Is the problem something other than IOPS?

We don’t think so, here’s why – our initial concern was related to table contention, number of connections, number of request, or data bandwidth.

So here is what we did to try to confirm these could be related:

  1. Table contention

    a. We duplicated main read/write table used in the load test, and split the test clients each reading / writing from one of the two cloned tables – result: no change in either transactions/second or IOPS used

    b. Switched the main read/write table used in the load test to use partitioning – result: no change in either transactions/second or IOPS used

  2. Number of connections, requests, or data bandwidth

    a. Set load testing to read then write the record data without making any changes, while this eliminates the final io write MySQL still services the requests and (we believe) performs normal fetching / locking associated with the request – result: significantly higher transactions/second but IOPS still limited to 2000

We tend to believe the noop update test above (#2) would likely yield even higher performance, and the IOPS are once again the limiting factor.

What have we tried to resolve the IOPS limit seen in our MySQL node?

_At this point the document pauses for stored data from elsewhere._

PR #129, opened 2021-09-27
Update custom indexing integration test to sleep until the job is complete

jihan-yin:
Otherwise, the dataset gets completed before the job is finished and results in errors being reported on our side.


ardila:
This test is very flaky right now. I actually made this change already and had to revert it.

So I guess right now we have 3 options

1. Skip it
2. Get noise in indexing logs
3. Get noise in integration test logs + occasionally block PRs in this repo


IMO #2 is the best option until we have time to look into why this test is flaky OR have the step function properly handle that error case without creating noise

PR #130, opened 2021-09-29
Get Scene API

ardila:
Added test for new endpoint
and some eq methods to make that test easier

### DIFF
--- a/nucleus/dataset_item.py
+++ b/nucleus/dataset_item.py
@@ -122,24 +122,16 @@ class DatasetItem:  # pylint: disable=R0902
         )
 
     @classmethod
-    def from_json(cls, payload: dict, is_scene=False):
+    def from_json(cls, payload: dict):
         image_url = payload.get(IMAGE_URL_KEY, None) or payload.get(
             ORIGINAL_IMAGE_URL_KEY, None
         )
-
-        if is_scene:
-            return cls(
-                image_location=image_url,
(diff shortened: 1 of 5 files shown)


nucleus/dataset_item.py
```diff
@@ -122,24 +122,16 @@ def __post_init__(self):
         )
 
     @classmethod
-    def from_json(cls, payload: dict, is_scene=False):
+    def from_json(cls, payload: dict):
```
song-william, line 125: Is removing this an argument an API breaking change?

tests/test_scene.py
```diff
@@ -260,6 +260,10 @@ def test_scene_upload_sync(dataset):
 
     response = dataset.append(scenes, update=update)
 
+    first_scene = dataset.get_scene(scenes[0].reference_id)
+
+    assert first_scene == scenes[0]
+
```
song-william, line 266: Consider adding a simple case to ensure that `!=` also works.

song-william (approved):

sasha-scale (approved):

nucleus/dataset_item.py
ardila: This is almost entirely used internally so I don't think so

tests/test_scene.py
ardila: Done

PR #131, opened 2021-10-06
Model-only endpoints

ardila:
This should be enough in terms of endpoints to no longer have to use the model run concept.

I want to get this PR approved, push out the client, then notify all users before rewriting all of our docs just because it's such a big change.

### DIFF
--- a/nucleus/dataset.py
+++ b/nucleus/dataset.py
@@ -533,7 +533,7 @@ class Dataset:
         )
 
     def export_predictions(self, model):
-        """Exports all predications from a model on this dataset"""
+        """Exports all predictions from a model on this dataset"""
         json_response = self._client.make_request(
             payload=None,
             route=f"dataset/{self.id}/model/{model.id}/export",


nucleus/dataset.py
```diff
@@ -525,3 +531,134 @@ def get_scene(self, reference_id) -> Scene:
...
+            "allowed_label_matches": List[AllowedMatch],
+        }"""
+        if options is None:
+            options = {}
+        return self._client.make_request(
+            payload=options,
+            route=f"dataset/{self.id}/model/{model.id}/calculateEvaluationMetrics",
+        )
+
+    def upload_predictions(
```
sasha-scale, line 572: I think there should be parity in naming between predictions and annotations.  If this func is named `upload_predictions` maybe `annotate` should be `upload_annotations`?  Or vice versa, `predict`, `annotate`

ardila: I wanted to differentiate between the eventual

model.predict

and 

dataset.upload_predictions

To be clear that actual prediction is happening in one case and in another prediction is actually running on hosted model inference.

PR #133, opened 2021-10-12
Fix all python tests

ardila:


conftest.py
```diff
@@ -30,3 +30,13 @@ def dataset(CLIENT):
     yield ds
 
     CLIENT.delete_dataset(ds.id)
+
```
ardila, line 33: Added this code in case we accidentally delete the test dataset again it will be easier to fix.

We’ve tried modifying the following configuration items based on tuning articles targeting high transaction systems, SSD storage, and general MySQL recommendations.

These were added and tweaked, both individually and together, but have seen no improvement. In many case there was no change in performance either bad or good:

innodb_buffer_pool_instances=48

innodb_flush_method=O_DIRECT

innodb_io_capacity=3000
innodb_io_capacity_max=5000
innodb_read_io_threads=16
innodb_write_io_threads=16

innodb_log_file_size=6GB
innodb_log_files_in_group=2

innodb_checksum_algorithm=crc32
innodb_flush_neighbors=0
innodb_page_size=64KB
innodb_flush_log_at_trx_commit=0

query_cache_size=0
query_cache_type=0
thread_cache_size=32
thread_concurrency=20
transaction_isolation=READ-COMMITTED

Otherwise our base configuration is rather standard:

[mysqld]
innodb_buffer_pool_size=48G
max_connections=500
skip_name_resolve=ON

wsrep_slave_threads=32
wsrep_provider_options="evs.send_window=1024; evs.user_send_window=512"

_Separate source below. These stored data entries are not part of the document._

PR #113, opened 2026-08-12
Fix Triton HIP backend crash: libdevice.rint missing on ROCm

wlkns-dev:
## Summary
- `triton.language.extra.hip.libdevice` has no `rint()` (round-half-to-even), only `nearbyint()` with equivalent rounding semantics (differs only in floating-point exception flags, irrelevant for these int8 quantization kernels). The CUDA `libdevice` does have `rint()`.
- The generic `triton.language.extra.libdevice` dispatcher module always exposes `rint` as an attribute regardless of the active backend — it resolves the concrete implementation at kernel trace/compile time, not at Python import time. So a naive `hasattr(libdevice, "rint")` check on that dispatcher is always `True` and can't be used to detect the missing symbol; the concrete backend submodule (`triton.language.extra.hip.libdevice`) must be checked instead.
- Without this fix, any `AsymW4A8Int8` model (e.g. quantized diffusion models loaded via `UNETLoader`) crashes on the first sampling step on ROCm with:
  ```
  AttributeError: module 'triton.language.extra.hip.libdevice' has no attribute 'rint'
  ```

## Test plan
- Tested on an AMD Radeon RX 9060 XT (`gfx1200`, ROCm 6.4, PyTorch `2.8.0+rocm6.4`, Triton `3.4.0`).
- Before this fix: sampling crashed immediately on the first step with the `AttributeError` above.
- After this fix: a full 20-step MiniMax H3 image-to-video generation (w4a8-quantized diffusion model) completes successfully end-to-end, no crash, no numerical/OOM issues observed.
- CUDA path unaffected — `torch.version.hip is None` on CUDA systems, so the `cuda.libdevice` branch (unchanged behavior, still uses `rint`) is taken.

### DIFF
--- a/comfy_kitchen/backends/triton/quantization.py
+++ b/comfy_kitchen/backends/triton/quantization.py
@@ -26,6 +26,17 @@ from comfy_kitchen.float_utils import (
 from comfy_kitchen.tensor.int8_utils import _build_hadamard, _rotate_activation
 from triton.language.extra import libdevice
 
+# ROCm/HIP's libdevice has no rint(), only nearbyint() (same rounding
+# semantics, differs only in floating-point exception flags). The generic
+# `triton.language.extra.libdevice` dispatcher always exposes `rint` as a
+# symbol regardless of active backend (it resolves at trace time), so
+# hasattr() on it is useless here -- check the concrete backend module.
+if torch.version.hip is not None:
+    from triton.language.extra.hip import libdevice as _libdevice_backend
+else:
+    from triton.language.extra.cuda import libdevice as _libdevice_backend
+_rint = _libdevice_backend.rint if hasattr(_libdevice_backend, "rint") else _libdevice_backend.nearbyint
+
 
 @triton.jit
 def quantize_fp8_kernel_tl(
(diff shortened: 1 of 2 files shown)


0xDELUXA:
Was this tested with an up-to-date version of Triton? The `libdevice.rint` issue on ROCm was already fixed upstream in Triton 3.7.0.

I checked locally:
- Triton 3.8.0 -> not affected
- Triton 3.7.1 -> not affected

Can you confirm whether this still reproduces on Triton >= 3.7? You can use the following command in the venv:

```bash
pip install --upgrade triton
```

wlkns-dev:
Confirmed — you're right. Tested across two venvs:

- Triton 3.4.0: bug reproduces, `AttributeError: module 'triton.language.extra.hip.libdevice' has no attribute 'rint'`
- Triton 3.8.0: bug does NOT reproduce, the unpatched original `comfy_kitchen` code (with `libdevice.rint`) runs fine as-is on ROCm

So this is a Triton version issue on my end, not a comfy_kitchen bug — the fix landed upstream in Triton 3.7.0 as you said. Closing this PR since the workaround isn't needed for up-to-date Triton installs. Thanks for checking!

I’m certain the problem is something we’ve misconfigured.

Any suggestions or thoughts?

Best Answer

There are many reasons that may lead to the inability to use all the IOPs available. Here's an unordered list of thoughts.

  • How many threads are being invoked in the benchmark?
  • More than about 40 threads may get into a "thundering herd" scenario, where none of the threads are running efficiently because they are stepping on each other. My favorite analogy is when there are too many people in a grocery store, and the carts are log jammed.
  • 10M rows? Sounds like you don't need anywhere near the 48GB of ram for the buffer_pool?
  • What are the settings for double-write, flush_log_at_trx_commit, etc. These can be changed to get better performance with lower IOPs. (OK that goes contrary to your benchmarking goal.) These settings can be relaxed if you go to a multi-node Galera.
  • 5.7 and 8.0 have further improvements.
  • Could it be that each connection is doing very little, hence most of the time is spent building and tearing down connections? The things that Wilson asked for will help us analyze that.
  • Does your load testing test your actual queries? Otherwise, benchmarks tend to provide dubious results.
  • I rarely see a MySQL server maxing out the CPU. When I do, it is almost always fixable by adding an index or reformulating a query. That is, don't be concerned about low CPU usage in your test.
  • PARTITIONing is almost never a performance benefit.
  • UPDATEs can be costly. A copy of the row is kept for potential ROLLBACK. If two connections are hitting the same row, one may be delayed or killed ("deadlock"). Be sure your benchmark mimics the real system with respect to the randomness of rows being updated.

Something to try: run your benchmark with a limit of 40 connections. It may be that the "transactions per second" will increase. Note: This metric is probably more important than IOPs utilization.

Perhaps your testing indicates that the system is bigger than you need?